Dr. Conroy’s tongue poked into her cheek as she tried to hide her smile. “I’m doing this for Pepper Jack. Not for you, Kiernan. He can stay. Get him a leash though. A rope is not a leash.”
“He ate his leash on the way here.” I grinned. “You know my name, don’t you think I should call you something other than Dr. Conroy?”
“No, I don’t. Dr. Conroy is just fine.”
“Thank you, Dr. Conroy.”
“Don’t make me regret this.”
“I won’t, I swear, but I will get you to tell me your first name.” I winked and jogged with Pepper Jack to one of the lanes she had set up, before she changed her mind.
4 Caroline
“Why did we think this was a good idea?” Daphne asked. We were both panting and gasping for air. My legs were shaking, and I was almost positive my muscles had been doused in gasoline then lit on fire. There was no other explanation for the burning my muscles were going through. This couldn’t be a normal reaction. If it was, why the hell did people run? For fun?
I skidded to a stop and leaned over, putting my hands on my knees. Daphne stopped next to me and rested her head against my back.
“We were drunk. That’s why we thought it was a good idea,” I muttered and wiped the sweat from my forehead. It’d been half a mile, and I’d already drunk my entire water bottle. I lifted my head and looked forward on the path. The running group we’d joined were so far ahead of us they were specks on the horizon.
On New Year’s Eve, Daphne and I had been sitting on my couch watching movies, drinking wine, and licking spoons coated in cake batter. After a bottle or two of the wine, we’d started talking about how we wanted the next year to be the best of our lives. It’d be the year our career goals were actualized, our love lives wouldn’t be so stale, and we’d be more active. We wrote down our plan and were ready to get started the next morning. Sure, the plan was on a paper towel, but it was still a plan. And I loved plans. I didn’t have a ton of room in my life for more than what I already had, but Daphne and I wanted to try.
Only the next morning, we both had headaches.
And then the next morning we were both back at work. My days started early and usually ended late. Daphne was a crime scene photographer and her hours varied. She answered the call whenever a crime happened. Neither of us had a standard nine to five.
It was now eight months later, and we’d finally started on the first item on our task list: get fit by joining a fitness group in Austin. They were everywhere and participated in all kinds of activities. We hoped we could also meet people and socialize with someone other than each other and our acquaintances at work. Daphne was also hoping that someone in our new fitness group would be willing to model for her. She was a book cover photographer for romance novels on the side of crime scene photography. Crime scene photography paid the bills until she had a steady income taking the pictures she wanted.

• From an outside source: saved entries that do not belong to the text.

PR #321, opened 2021-08-15
Add gui/petitions.lua: shows list of fort's petitions

TymurGubayev:
image


gui/petitions.lua
```diff
@@ -0,0 +1,307 @@
...
+14                       = PlotFrameTreason
+15                       = PlotInduceWar
+]]
+
+if not dfhack.world.isFortressMode() then return end
+
+-- from gui/unit-info-viewer.lua
+do -- for code folding
+--------------------------------------------------
+---------------------- Time ----------------------
```
lethosor, line 45: Is this section copied from somewhere else? Asking partly due to the different indentation. It might be useful to include in a library so that other scripts can use it too.

gui/petitions.lua
```diff
@@ -0,0 +1,307 @@
...
+--------------------------------------------------
+end
+
+local we = df.global.ui.group_id
+
+local function getAgreementDetails(a)
+    local sb = {} -- StringBuilder
+
+    sb[#sb+1] = {{text = "Agreement #" ..a.id, pen = COLOR_RED}}
+    sb[#sb+1] = NEWLINE
```
lethosor, line 122: Recommendation:
```suggestion
    table.insert(sb, NEWLINE)
```
This would avoid a decent amount of repetition throughout this function.

gui/petitions.lua
ab9rf: See comment on line 42: `from gui/unit-info-viewer.lua`

gui/petitions.lua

At this rate, we were probably a mile behind everyone else; there wasn’t really any hope of meeting the others. By the time we completed the two miles, they would be on Lady Bird Lake on their paddleboards. Reflecting back, a fitness group that runs for two miles and then paddleboards down Lady Bird Lake for about a mile before finishing at a local taco and margarita bar might have been too ambitious for us. It was the tacos and margaritas that had sold us on this group.
“Technically we participated.” Daphne groaned and fell to the ground in the middle of the running trail. A few joggers passed us by, shaking their heads as they went. Daphne flung her arm over her eyes and rested her other hand on her heart as her breathing slowed down. My hands were still on my quaking knees.
“There’s a bench right there.” I pointed to a shaded spot in front of us. Daphne lifted her arm from her eyes, glanced at the bench, and shook her head. “That’s too far away.”
I rolled my eyes. “It’s twenty feet. We can make it.”
She lifted a leg toward me. “Drag me.”
“I’m not dragging you,” I said, laughing, and half-wobbled, half-jogged to the bench. There was no catching up to the group, and I wasn’t even going to pretend to try. Maybe it’d be easier in the fall or spring, when the Texas heat wasn’t so sticky and stifling, but it was August and the blazing sun roasted me while at a resting heart rate. Adding exercise into the mix wasn’t a good idea.
Daphne slowly stood, looking like a newborn calf as she made her way over to me and collapsed on the bench. She unstrapped her phone from the case velcroed around her arm and pulled it from the pouch, along with a thin metal emery board. She unlocked her phone screen and brought up the New Year’s Resolution checklist we’d made eight months ago. She jabbed her finger on the screen and turned toward me, smiling. “There, we did it.”
I snorted. “I’m not sure I’d call half a mile accomplishing our yearly fitness goal,” I said.
She waved off that thought. “Close enough.”
Daphne’s face was blotchy and red from the exertion and heat. Wheat-blonde hair was sticking to the edges of her face, and her smattering of freckles was lost in the redness of her cheeks and nose. She filed the edge of one of her nails before holding her hand out in front of her and inspecting it.
“I can’t believe you brought an emery board on a run with you.”